Let's time the execution of the two versions.

fn1 = @compile sync=true compile_options=CompileOptions(;
    disable_auto_batching_passes=true
) compute_attractive_force(positions_ra, masses_ra, 2.0f0)
fn2 = @compile sync=true compute_attractive_force(positions_ra, masses_ra, 2.0f0)

Reactant compiled function compute_attractive_force (with tag ##compute_attractive_force_reactant#125028)

Runtime for non-raised function:

@bs fn1(positions_ra, masses_ra, 2.0f0)

Chairmarks.Benchmark: 14 samples with 1 evaluation.
 Range (min … max):  6.851 ms …   7.471 ms  ┊ GC (min … max): 0.00% … 0.00%
 Time  (median):     7.143 ms               ┊ GC (median):    0.00%
 Time  (mean ± σ):   7.154 ms ± 161.839 μs  ┊ GC (mean ± σ):  0.00% ± 0.00%

  ▁      ▁      ▁        ▁█  ▁▁   ▁   ▁▁ ▁       ▁          ▁  
  █▁▁▁▁▁▁█▁▁▁▁▁▁█▁▁▁▁▁▁▁▁██▁▁██▁▁▁█▁▁▁██▁█▁▁▁▁▁▁▁█▁▁▁▁▁▁▁▁▁▁█ ▁
  6.85 ms         Histogram: frequency by time        7.47 ms <

 Memory estimate: 416.0 bytes, allocs estimate: 14.
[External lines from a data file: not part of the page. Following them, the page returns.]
PR #2576, opened 2022-11-01
Add support for per resource credential

### LINKED ISSUE #1173: As a cluster admin, I can configure separate set of credentials for deployment from different AKS namespaces

super-harsh:
Closes #1173 

**Special notes for your reviewer:**
Follow up PR would include usage docs and updated design doc

### DIFF
--- a/v2/internal/reconcilers/arm/arm_client_cache.go
+++ b/v2/internal/reconcilers/arm/arm_client_cache.go
@@ -93,7 +93,7 @@ func (c *armClientCache) GetClient(ctx context.Context, obj genruntime.ARMMetaOb
 		return client.GenericClient(), client.CredentialFrom(), nil
 	}
 	// Namespaced secret
-	client, err = c.checkNamespacedSecret(ctx, obj, err)
+	client, err = c.checkNamespacedSecret(ctx, obj)
 	if err != nil {
 		return nil, "", err
 	} else if client != nil {
@@ -104,7 +104,7 @@ func (c *armClientCache) GetClient(ctx context.Context, obj genruntime.ARMMetaOb
 	return c.globalClient.GenericClient(), c.globalClient.CredentialFrom(), nil
 }
 
-func (c *armClientCache) checkNamespacedSecret(ctx context.Context, obj genruntime.ARMMetaObject, err error) (*armClient, error) {
+func (c *armClientCache) checkNamespacedSecret(ctx context.Context, obj genruntime.ARMMetaObject) (*armClient, error) {
 	secret, err := c.getSecret(ctx, obj.GetNamespace(), namespacedSecretName)
 	if err != nil {
 		return nil, err
--- a/v2/internal/reconcilers/arm/arm_client_cache.go
+++ b/v2/internal/reconcilers/arm/arm_client_cache.go
@@ -9,6 +9,7 @@ import (
 	"context"
 	"net/http"
 	"reflect"
+	"strings"
 	"sync"
 
 	"github.com/Azure/azure-sdk-for-go/sdk/azcore"
@@ -31,7 +32,9 @@ const (
 	// #nosec
 	globalCredentialSecretName = "aso-controller-settings"
 	// #nosec
-	namespacedSecretName = "aso-credential"
+	namespacedSecretName        = "aso-credential"
+	perResourceSecretAnnotation = "serviceoperator.azure.com/credential-from"
+	namespacedNameSeparator     = "/"
 )
 
 // armClientCache is a cache for armClients to hold multiple credential clients and global credential client.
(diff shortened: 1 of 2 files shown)


v2/internal/reconcilers/arm/arm_client_cache_test.go
```diff
@@ -199,19 +302,19 @@ func newSecret(name string, namespace string) *v1.Secret {
 	}
 }
 
-func newResourceGroup(name string, namespace string) *resources.ResourceGroup {
+func newResourceGroup(namespace string) *resources.ResourceGroup {
```
theunrepentantgeek, line 305: Why hard code the name of the resource group?

theunrepentantgeek (approved):

v2/internal/reconcilers/arm/arm_client_cache_test.go
super-harsh: Its to avoid linter complaining about the same name being passed every time

v2/internal/reconcilers/arm/arm_client_cache.go
```diff
@@ -82,37 +85,96 @@ func (c *armClientCache) lookup(key string) (*armClient, bool) {
...
 	}
+	return nil, nil
+}
 
-	// If not found, default would be global
-	return c.globalClient.GenericClient(), c.globalClient.CredentialFrom(), nil
+func (c *armClientCache) checkPerResourceSecret(ctx context.Context, obj genruntime.ARMMetaObject) (*armClient, error) {
+	credentialFrom, ok := obj.GetAnnotations()[perResourceSecretAnnotation]
+	// annotation exists, use per Resource Group secret credential
+	if ok {
```
matthchr, line 126: IMO invert this check, it'll reduce the nesting in this method:

```
credentialFrom, ok := obj.GetAnnotations()[perResourceSecretAnnotation]
if !ok {
    return nil, nil
}

// Stuff here
```

v2/internal/reconcilers/arm/arm_client_cache.go
```diff
@@ -82,37 +85,96 @@ func (c *armClientCache) lookup(key string) (*armClient, bool) {
...
 		}
+		return armClient, nil
 	}
+	return nil, nil
+}
 
-	// If not found, default would be global
-	return c.globalClient.GenericClient(), c.globalClient.CredentialFrom(), nil
+func (c *armClientCache) checkPerResourceSecret(ctx context.Context, obj genruntime.ARMMetaObject) (*armClient, error) {
+	credentialFrom, ok := obj.GetAnnotations()[perResourceSecretAnnotation]
```
matthchr, line 124: minor: Maybe call this `credentialFromAnnotation` or something? Since in theory in the future it might be used for more than just perResourceSecret (if we end up doing perRg for example)

v2/internal/reconcilers/arm/arm_client_cache.go
```diff
@@ -9,6 +9,7 @@ import (
 	"context"
 	"net/http"
 	"reflect"
+	"strings"
 	"sync"
```
matthchr, line 14: What other stuff is remaining for this?

1. WorkloadIdentity/ManagedIdentity support
2. E2E tests?

Are you planning on doing those in separate PRs? It would be good to get E2E tests ASAP IMO.

v2/internal/reconcilers/arm/arm_client_cache.go
```diff
@@ -82,37 +85,96 @@ func (c *armClientCache) lookup(key string) (*armClient, bool) {
...
+		return armClient, nil
 	}
+	return nil, nil
+}
 
-	// If not found, default would be global
-	return c.globalClient.GenericClient(), c.globalClient.CredentialFrom(), nil
+func (c *armClientCache) checkPerResourceSecret(ctx context.Context, obj genruntime.ARMMetaObject) (*armClient, error) {
+	credentialFrom, ok := obj.GetAnnotations()[perResourceSecretAnnotation]
+	// annotation exists, use per Resource Group secret credential
```
matthchr, line 125: minor:
```suggestion
	// annotation exists, use specificed secret
```

As this doesn't have to be a resourceGroup?

v2/internal/reconcilers/arm/arm_client_cache.go
```diff
@@ -82,37 +85,96 @@ func (c *armClientCache) lookup(key string) (*armClient, bool) {
...
+	if ok {
+		secretNamespacedName := getSecretNameFromAnnotation(credentialFrom, obj.GetNamespace())
+
+		secret, err := c.getSecret(ctx, secretNamespacedName.Namespace, secretNamespacedName.Name)
+		if err != nil {
+			return nil, err
+		}
+		// secret not found
+		if secret == nil {
+			return nil, core.NewSecretNotFoundError(secretNamespacedName, errors.Errorf("Credential Secret %q not found for '%s/%s'", secretNamespacedName.String(), obj.GetNamespace(), obj.GetName()))
```
matthchr, line 135: very minor: errors aren't supposed to start with a capital letter (Go is weird).

```suggestion
			return nil, core.NewSecretNotFoundError(secretNamespacedName, errors.Errorf("credential Secret %q not found for '%s/%s'", secretNamespacedName.String(), obj.GetNamespace(), obj.GetName()))
```

matthchr: Actually wondering if it would be cleaner to change `getSecret` to return the `NotFound` error, rather than swallowing it and returning nil.

That way you can do this:
```
		secret, err := c.getSecret(ctx, secretNamespacedName.Namespace, secretNamespacedName.Name)
		if err != nil {
			if apierrors.IsNotFound(err) {
				return nil, core.NewSecretNotFoundError(secretNamespacedName, err)
			}
			return nil, err
		}
```

The other caller (namespacedName) could do:
```
	secret, err := c.getSecret(ctx, obj.GetNamespace(), namespacedSecretName)
	if err != nil {
		if apierrors.IsNotFound(err) {
			return nil, nil // Not finding this secret is allowed, allow caller to proceed to higher scope secret
		}
		return nil, err
	}
```

Which I think reduces some extra nesting and the fact that you have to reconstruct the secret error in the per-resource secret case.

v2/internal/reconcilers/arm/arm_client_cache.go
```diff
@@ -82,37 +85,96 @@ func (c *armClientCache) lookup(key string) (*armClient, bool) {
...
 	// Namespaced secret
-	secret, err := c.getSecret(ctx, obj.GetNamespace(), namespacedSecretName)
+	client, err = c.checkNamespacedSecret(ctx, obj)
 	if err != nil {
 		return nil, "", err
+	} else if client != nil {
+		return client.GenericClient(), client.CredentialFrom(), nil
+	}
+
+	// If not found, default would be global
```
matthchr, line 103: minor, phrasing:
```suggestion
	// If not found, default is the global client
```

v2/internal/reconcilers/arm/arm_client_cache.go
```diff
@@ -82,37 +85,96 @@ func (c *armClientCache) lookup(key string) (*armClient, bool) {
 
 // GetClient finds and returns a client and credential to be used for a given resource
 func (c *armClientCache) GetClient(ctx context.Context, obj genruntime.ARMMetaObject) (*genericarmclient.GenericClient, string, error) {
+
+	client, err := c.checkPerResourceSecret(ctx, obj)
```
matthchr, line 89: minor, naming: Would these `checkX` methods be more clearly named `getClientFromX` or maybe just `getXClient`?

So `getPerResourceClient`, `getNamespacedClient`?

Obviously very minor, ignore if you don't think that's clearer.

v2/internal/reconcilers/arm/arm_client_cache.go
```diff
@@ -82,37 +85,96 @@ func (c *armClientCache) lookup(key string) (*armClient, bool) {
...
+	if strings.Contains(credentialFrom, namespacedNameSeparator) {
+		slice := strings.Split(credentialFrom, namespacedNameSeparator)
+		return types.NamespacedName{Namespace: slice[0], Name: slice[1]}
+	} else {
+		// If namespace is not specified, look into the resource namespace
+		return types.NamespacedName{Namespace: resourceNamespace, Name: credentialFrom}
+	}
+}
+
+func (c *armClientCache) getARMClientFromSecret(secret *v1.Secret) (*armClient, error) {
```
matthchr, line 157: Nice, I like this method.

v2/internal/reconcilers/arm/arm_client_cache.go
```diff
@@ -82,37 +85,96 @@ func (c *armClientCache) lookup(key string) (*armClient, bool) {
...
+	nsName := types.NamespacedName{Namespace: secret.Namespace, Name: secret.Name}
+	client, ok := c.lookup(nsName.String())
+	// if client does not already exist, or secret data is changed, we need to get new token.
+	if !ok || !matchSecretData(client.secretData, secret.Data) {
```
matthchr, line 161: minor: You could also remove nesting here if you wanted via by swapping the order of these:

```
	client, ok := c.lookup(nsName.String())
	if ok && matchSecretData(client.secretData, secret.Data) {
		return client, nil
	}

	// Other stuff you had in the if

```

v2/internal/reconcilers/arm/arm_client_cache.go
super-harsh: and Secret watcher. 

Yep, for e2e tests we still need to discuss how to use this in `testContext`.

v2/internal/reconcilers/arm/arm_client_cache.go
```diff
@@ -82,65 +85,130 @@ func (c *armClientCache) lookup(key string) (*armClient, bool) {
...
+		return nil, nil
+	}
+
+	// annotation exists, use specified secret
+	secretNamespacedName := getSecretNameFromAnnotation(credentialFrom, obj.GetNamespace())
+
+	secret, err := c.getSecret(ctx, secretNamespacedName.Namespace, secretNamespacedName.Name)
+	if err != nil {
+		if apierrors.IsNotFound(err) {
+			return nil, core.NewSecretNotFoundError(secretNamespacedName, errors.Errorf("credential Secret %q not found for '%s/%s'", secretNamespacedName.String(), obj.GetNamespace(), obj.GetName()))
```
matthchr, line 140: Don't need to do the `errors.Errorf("credential Secret %q not found for '%s/%s'", secretNamespacedName.String(), obj.GetNamespace(), obj.GetName())` anymore, as I think that's all already included in the err, so just do:

`core.NewSecretNotFoundError(secretNamespacedName, err)`. Or if you have to add some extra details, wrap the error so its context isn't lost w/ `errors.Wrapf`.

matthchr (approved):
Nice! Had 1 minor comment

v2/internal/reconcilers/arm/arm_client_cache.go
super-harsh: Thanks for mentioning. Have improved the other errors as well.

Runtime for raised function:

@bs fn2(positions_ra, masses_ra, 2.0f0)

Chairmarks.Benchmark: 108 samples with 1 evaluation.
 Range (min … max):  613.427 μs …  1.162 ms  ┊ GC (min … max): 0.00% … 0.00%
 Time  (median):     852.133 μs              ┊ GC (median):    0.00%
 Time  (mean ± σ):   886.722 μs ± 98.353 μs  ┊ GC (mean ± σ):  0.00% ± 0.00%

                          ▂▅█                                   
  ▃▁▁▁▁▃▁▁▁▁▁▁▁▁▁▁▁▄▁▃▁▃▅▆███▆▄█▇▆▃▃▅▄▃▁▁▅▁▄▃▆▁▁▅▃▃▆▇▅▅▁▄▁▁▁▁▅ ▃
  613 μs          Histogram: frequency by time         1.09 ms <

 Memory estimate: 416.0 bytes, allocs estimate: 14.